L’excursion continuera dans les îles (voir excursions
îles du Saloum).
JOAL FADIOUTH
(½ journée)
JOAL,
Je me rappelle les Signares à l’ombre verte
des vérandas…
Je me rappelle les fastes du couchant…
Penché élancé, et le pur cri d’amour
des femmes – Kor Sigal..
Visite
de la maison paternelle où à vécu L.S
SENGHOR après avoir quitté son village natal.

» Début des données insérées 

PR #1196, opened 2022-03-20
update intro tutorial for pandas and CSV and batch_run and windows

tpike3:
Updated tutorial. 

The .ipynb is still large mainly due to the cells being cleared but following this practice in the future should prevent this from happening again.

### DIFF
--- a/docs/tutorials/intro_tutorial.rst
+++ b/docs/tutorials/intro_tutorial.rst
@@ -713,10 +713,11 @@ At every step of the model, the datacollector will collect and store the
 model-level current Gini coefficient, as well as each agent’s wealth,
 associating each with the current step.
 
-We run the model just as we did above. Now is when an interactive
-session, especially via a Notebook, comes in handy: the DataCollector
-can export the data it’s collected as a pandas DataFrame, for easy
-interactive analysis.
+We run the model just as we did above. Now is when an interactive session, especially via a Notebook, comes in handy: the DataCollector can export the data its collected as a pandas\* DataFrame, for easy interactive analysis.
+
+\*If you are new to Python, please be aware that pandas is already installed as a dependency of Mesa and that `pandas`_ is a "fast, powerful, flexible and easy to use open source data analysis and manipulation tool". pandas is a great resource to help analyze the data collected in your models
+
+.. _pandas: https://pandas.pydata.org/docs/
 
 .. code:: python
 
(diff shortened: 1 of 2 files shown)


rht:
You need to rebase your branch on top of the upstream main branch. Somehow the .pre-commit-config.yaml change is included in this PR.

tpike3:
Fixed, I think I squashed to many commits.

EwoutH:
Thanks for figuring this out, documenting it and adding it to the tutorial! This was a big issue on Windows.

There is no way we can fix this in the class/method source code itself, by the way?

docs/tutorials/intro_tutorial.rst
```diff
@@ -852,6 +853,19 @@ Or to plot the wealth of a given agent (in this example, agent 14):
...
 
+You can also use pandas to export the data to a CSV (comma separated value),
+which can be opened by any common spreadsheet application or opened by pandas.
+
+If you do not specify a file path, the file will be saved in the local directory.
+After you run the code below you will see two files appear (*model_data.csv* and *agent_data.csv*)
+
+.. code:: python
+
+    #save the model data (stored in the pandas gini object) to csv
```
rht, line 864: Need a space after the "#", as per PEP 8.

tpike3: fixed

tpike3:
> Thanks for figuring this out, documenting it and adding it to the tutorial! This was a big issue on Windows.
> 
> There is no way we can fix this in the class/method source code itself, by the way?

@EwoutH This is a non-trivial problem see #1194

Puis visite de FADIOUTH (voir excursion) et du port de pêche
de JOAL.
NGAZOBIL
Un décor où coulent, heureuses,
Ma jeunesse, les années fraîches comme des
pelouses,
Tandis qu’alentour sur les koras, voix héroïques,
Les griots font danser leurs doigts de fougue……
Visite du séminaire où L.S SENGHOR
a étudié et tout près la lagune de
MBODIENNE (site ornithologique).
CONFERENCES
Biographie
de l’homme et du poète
Durée 2 heures : elle sera animée par un professeur
de lettres et portera sur la vie de SENGHOR et une approche
du concept de la civilisation universelle.

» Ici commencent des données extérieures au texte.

PR #1198, opened 2022-03-21
test: Explicitly import multiprocessing to prevent batch_run hang

rht:
See https://github.com/scipy/scipy/issues/11835


rht:
I tried rerunning the CI several times. On the 3rd attempt, the hang happened. Closing now since this is not the solution to the problem.

PR #1199, opened 2022-03-21
test: Use spawn for batch_run multiprocessing to prevent hang

rht:
See https://pythonspeed.com/articles/python-multiprocessing/


rht:
Using `spawn` makes the test run much slower, and so it is not a viable solution either.

PR #1204, opened 2022-03-22
Add snippet about using numpy's random

### LINKED ISSUE #958: Using numpy.random instead of the build-in random module

rht:
Fixes #958.

Supersedes #998.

Lien : http://www.senghor.francophonie.org/?page=expo
site de la francophonie
Lien : http://www.joalfadiouth.com/chantstrad.php
musique Serrère
La poésie
de SENGHOR
Quatre
thèmes poétiques seront abordés dans
cette conférence qui durera deux heures et sera animée
par un professeur de lettres. L’identité de
l’homme : elle est à situer au carrefour des
cultures. Il se veut métis. Un métis culturel.

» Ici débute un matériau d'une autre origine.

PR #1212, opened 2022-03-26
mypy: Improve annotations

rht:
This is a subset of #835 to make it easier to review and merge.

### DIFF
--- a/.github/workflows/build_lint.yml
+++ b/.github/workflows/build_lint.yml
@@ -32,8 +32,6 @@ jobs:
           - os: ubuntu
             python-version: "3.7"
           - os: ubuntu
-            python-version: "3.6"
-          - os: ubuntu
             python-version: pypy3
 
     steps:
--- a/mesa/agent.py
+++ b/mesa/agent.py
@@ -5,14 +5,20 @@ Core Objects: Agent
 
 """
 # mypy
-from mesa.model import Model
+from typing import Optional, TYPE_CHECKING
 from random import Random
+
+if TYPE_CHECKING:
+    # We ensure that these are not imported during runtime to prevent cyclic
+    # dependency.
+    from mesa.model import Model
+    from mesa.space import Position
 
 
 class Agent:
     """Base class for a model agent."""
 
-    def __init__(self, unique_id: int, model: Model) -> None:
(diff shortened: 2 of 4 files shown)


rht:
I'm deleting Python 3.6 from CI because its numpy version is too old, which doesn't have the Mypy stubs.

rht:
For [perf: ContinuousSpace: Use math instead of np for get_distance](https://github.com/projectmesa/mesa/pull/1212/commits/847693fcc3fea60601d41234329614c1c37a8f37), it's a well known issue that `numpy` functions are much slower than `math` functions for scalar arguments.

C’est pourquoi il installe l’enracinement et
l’ouverture au cœur de sa pensée.
Le royaume
d’enfance :
les moyens qui rendent légitime l’enracinement
se situent dans le Royaume d’enfance. C’est
l’univers enfantin du poète. Un univers où
tout est beau, où l’homme vit en communion
avec l’homme et avec les mystérieuses forces
invisibles de la nature. Dans ce monde l’idéal
prend le pas sur le spleen.
L’ouverture :
i l faut oublier le mal d’hier. Le poète n’est
pas revanchard. C’est pourquoi il pardonne et mieux,
prie pour l’ennemi qui torturait sous prétexte
de colonisation, sous prétexte de civilisation. Il
prophétise ainsi un monde nouveau qui puise ses racines
dans l’amour et la communion des cœurs et des
esprits ; un monde sans haine et sans racisme.
L’art du poète :
De telles idées et de telles valeurs sont exprimées
dans une forme bien pensée et choisies dans les charmes
de l’art négro-africain. Poète, il se
considère comme le « diali » ; le griot
pour qui l’art de parler n’a pas de secret.
Jouant avec les mots, il finit par faire de sa parole poétique
une partition de jazz.
S’enfermer
dans sa culture d’origine c’est s’appauvrir.
Nous nous devons de nous ouvrir aux autres
« d’assimiler sans être assimilés
»
de partager avec les autres nos valeurs de civilisation.